Le président russe l’a admis en public : toute la question de la crise ukrainienne, du point de vue russe, résulte de la peur de voir l’OTAN installer des troupes et des missiles à proximité directe des frontières du pays, alors que l’Alliance atlantique a déjà « conquis » Pologne et pays baltes, tous des anciens satellites du Kremlin. La balle est dans le camp des Occidentaux.
Cela pourrait passer pour un aveu de faiblesse, mais pour un observateur attentif, c’est autour de cela que gravite la crise russo-ukrainienne depuis le début : la Russie ne veut pas que des troupes de l’OTAN puisse s’installer à proximité directe de ses frontières. C’est ce qu’a résumé le président russe Vladimir Poutine ce mardi devant un parterre de représentants militaires: « Ce que les États-Unis font en Ukraine est à notre porte. Et ils devraient comprendre que nous n’avons plus aucun endroit où nous retirer. Pensent-ils que nous allons rester les bras croisés ? Si la ligne agressive de nos collègues occidentaux se poursuit, nous prendrons des mesures de réponse militaro-techniques adéquates et réagirons durement aux mesures inamicales. »

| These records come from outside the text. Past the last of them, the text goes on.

PR #256, opened 2022-07-14
transport: added preprocessed policies

Kulezi:
- removed wrapping of policies
- policy interface is now just Node(QueryInfo, n int), which returns the n-th node of the plan
- created policyInfo struct with Preprocess() method, meant to be called on topology refresh
  to allow calculating all possible query plans in advance,
  its passed to the policy inside QueryInfo for further use.

### DIFF
--- a/transport/cluster.go
+++ b/transport/cluster.go
@@ -33,15 +33,17 @@ type Cluster struct {
 	refreshChan       requestChan
 	reopenControlChan requestChan
 	closeChan         requestChan
+
+	queryInfoCounter atomic.Uint64
 }
 
 type topology struct {
-	peers     peerMap
-	dcRacks   dcRacksMap
-	nodes     []*Node
-	ring      Ring
-	trie      trie
-	keyspaces ksMap
+	localDC    string
+	peers      peerMap
+	dcRacks    dcRacksMap
+	nodes      []*Node
+	policyInfo policyInfo
+	keyspaces  ksMap
 }
 
 type keyspace struct {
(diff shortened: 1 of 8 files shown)


mmatczuk:
Looking at the code I think we can squash the commits to one.

transport/cluster.go
```diff
@@ -110,52 +114,13 @@ func (c *Cluster) NewTokenAwareQueryInfo(t Token, ks string) (QueryInfo, error)
...
-		end = 0
-	}
-
-	return replicaIter{
-		ring:   t.ring,
-		offset: end,
-	}
+// TODO overflow and negative modulo.
+func (c *Cluster) generateOffset() int {
+	return int(c.queryInfoCounter.Inc()) - 1
```
mmatczuk, line 119: Why not put it in session?

transport/node.go
```diff
@@ -51,3 +53,44 @@ type Ring []RingEntry
...
+	}
+
+	return ret
+}
+
+// tokenPos returns the position of first node with token larger than given, 0 if there wasn't one.
+func (r Ring) tokenLowerBound(token Token) int {
+	start, end := 0, len(r)
+	for start < end {
+		mid := int(uint(start+end) >> 1)
```
mmatczuk, line 83: nice trick with uint

transport/node.go
```diff
@@ -51,3 +53,44 @@ type Ring []RingEntry
...
+		if r[mid].token < token {
+			start = mid + 1
+		} else {
+			end = mid
+		}
+	}
+
+	if end >= len(r) {
+		end = 0
```
mmatczuk, line 92: Why 0

transport/cluster.go
```diff
@@ -33,15 +33,17 @@ type Cluster struct {
 	refreshChan       requestChan
 	reopenControlChan requestChan
 	closeChan         requestChan
+
+	queryInfoCounter atomic.Int64
```
mmatczuk, line 37: Use uint64 and offset should also be uint64

PR #819, opened 2018-05-31
Fix error in rewind status mapping

planarvoid:
- there was a missing restore ID when mapping `Rewind` from DB and this made it null in the result
- progress is now nullable in `Rewind`
- I've noticed that the `RewindResponse` contains extra fields with an `error` so I've included them and created a new `API_ERROR` type


0nko:
:shipit:

PR #831, opened 2018-06-19
Delete scheduled posts in connected tests

aforcier:
One of our connected tests creates a post and then makes it scheduled. This isn't a problem for the post tests, but it causes an issue for the comment tests (WP.com specifically, at the moment). This is because the comment tests rely on a published to comment on. If there are 20 scheduled posts, all the posts we fetch are scheduled, and there's no published post for the comment tests to use.

(This was causing the tests to fail consistently on Firebase, since the test site reached 20 scheduled posts.)

So, this PR just deletes the scheduled post at the end of the test.

There are other failing tests that are flaky, we need to lock those down too but this one is highest priority since it's guaranteed test failure.

cc @oguzkocer


aforcier:
> Should we introduce helpers for both classes for deleting a remote post

Makes sense! Added in d9c738e.

PR #832, opened 2018-06-21
Delete Activity Log data only when new data is succesfully fetched

planarvoid:
- it makes sense to delete the activity log only when we have successfully fetched the new data. Checking the offset makes sure we only delete the previous data when the new data starts at 0 (it is a new fetch of the first page)


0nko:
I've tested this PR and it seems the rewind progress state is still not being updated:

1. Try starting a rewind (from the web, for example)
2. Add a breakpoint in the rewind service to inspect the rewind state LiveData
3. Go to the Activity log in the app
4. Inspect the rewind state LiveData and notice the value is "FINISHED"
5. Inspect the rewind progress LiveData and notice the value is null

0nko:
:shipit:

planarvoid:
@0nko I've fixed this in WPAndroid so we should be fine merging this PR

PR #833, opened 2018-06-26
Move OAuth token storage location

aforcier:
Moves the WordPress.com OAuth token storage location away from the default shared preferences location for the host app and into a custom location.

The backstory here is that we don't want the token to be stored as part of Android's auto backup feature, but we generally do want to include the default shared preferences file in the backup. With this change, the WP.com OAuth token won't be lumped in by default.

**This PR shouldn't be merged until the WPAndroid PR has also been tested and we're sure there are no migration issues.**

**To test:**
There will be a PR in WPAndroid making use of this, but this can also be tested with the FluxC example app:

1. Build `develop`, run the example app, log in to WordPress.com
2. Build this branch and run the example app
3. The token should be migrated to a new location, and you should stay logged in

Using Stetho, under Resources > Local Storage, you should see:
`org.wordpress.android.fluxc.example_preferences`, which is the default shared preferences location, and should not contain the token
and `org.wordpress.android.fluxc.example_fluxc-preferences`, which will contain the token

### DIFF
--- a/example/src/androidTest/java/org/wordpress/android/fluxc/release/ReleaseStack_WPComBase.java
+++ b/example/src/androidTest/java/org/wordpress/android/fluxc/release/ReleaseStack_WPComBase.java
@@ -1,7 +1,6 @@
 package org.wordpress.android.fluxc.release;
 
 import android.content.Context;
-import android.preference.PreferenceManager;
 
 import org.greenrobot.eventbus.Subscribe;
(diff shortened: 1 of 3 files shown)


mzorz:
Followed the steps as indicated in https://github.com/wordpress-mobile/WordPress-Android/pull/7949 and confirmed it works as expected. 
:shipit:

PR #836, opened 2018-07-05
Use correct year format for week stats requests

aforcier:
Fixes a bug where I was accidentally using the [week-year](https://docs.oracle.com/javase/7/docs/api/java/util/GregorianCalendar.html) instead of the year for weeks requests to the order stats endpoint.

(This doesn't generally cause any obvious problems for now, but week years are different from normal years and may have caused problems later. Also it's only supported on API 24+, so it would have broken things for older Android versions.)

I also made the stats quantity constants public so they can be referenced from the host app if need be.


nbradbury:
:shipit:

Le traumatisme de l’invasion
Si on s’est surtout focalisé sur les craintes ukrainiennes, pour qui les préparatifs militaires russes ont tout des prémisses d’une invasion, d’un point de vue russe, l’analyse de la situation est toute autre : en voulant rejoindre l’OTAN, l’Ukraine permettrait aux troupes de l’alliance de stationner au plus près des frontières russes, s’installant durablement dans l’ancienne sphère d’influence du pays, et coupant surtout toute possibilité de repli à l’armée de la Fédération de Russie. Une situation stratégiquement inacceptable, d’autant qu’elle fait écho au grand traumatisme de l’URSS et de la Russie moderne : l’opération Barbarossa, en 1942, quand les armées allemandes et leurs alliés ont attaqué par surprise depuis les frontières directes de l’URSS, éliminant des centaines de milliers de soldats soviétiques en quelques semaines dans des encerclements géants.
Bien sûr, l’OTAN ne compte pas marcher sur Moscou. Mais si l’Ukraine rejoignait l’organisation, ses troupes seraient dans la meilleure position pour entreprendre une opération agressive, une tentative de reprendre la Crimée par exemple. Et face au risque d’escalade, la Russie ne pourrait riposter sans se retrouver en guerre contre l’OTAN dans son ensemble.
Des conditions classiques mais « inacceptables »
C’est tout le contenu des conditions que la Russie a présenté aux Occidentaux pour un apaisement des tensions : créer des « lignes directes pour les contacts d’urgence » certes, mais surtout de « ne pas déployer de militaires et d’armements supplémentaires en dehors des pays dans lesquels ils se trouvaient en mai 1997 » sauf accord de Moscou et surtout « d’exclure un nouvel élargissement de l’Otan », sous-entendu vers l’est. Des « conditions de sécurité » qui reviennent sur la table régulièrement… Depuis la dissolution de l’URSS et la tentation occidentale de ses anciens satellites européens, comme la Pologne et les pays baltes, qui ont depuis rejoint l’OTAN, rapprochant ainsi à chaque fois les positions militaires de l’alliance des frontières russes.
Selon l’ancien diplomate soviétique Vladimir Fédorovski, il ne s’agit ni plus ni moins que des assurances accordées par George H. W. Bush à Mikhaïl Gorbatchev en 1991, à la dissolution de l’URSS. Et qui ont été balayées par Bill Clinton dès son arrivée à la Maison Blanche.
Ces « conditions de sécurités proposées par la Russie, présentées comme négociables, ont déjà été jugées « inacceptables tant par l’OTAN que par ses partenaires non membres, comme la Suède, qui s’inquiète aussi d’une possible agression russe.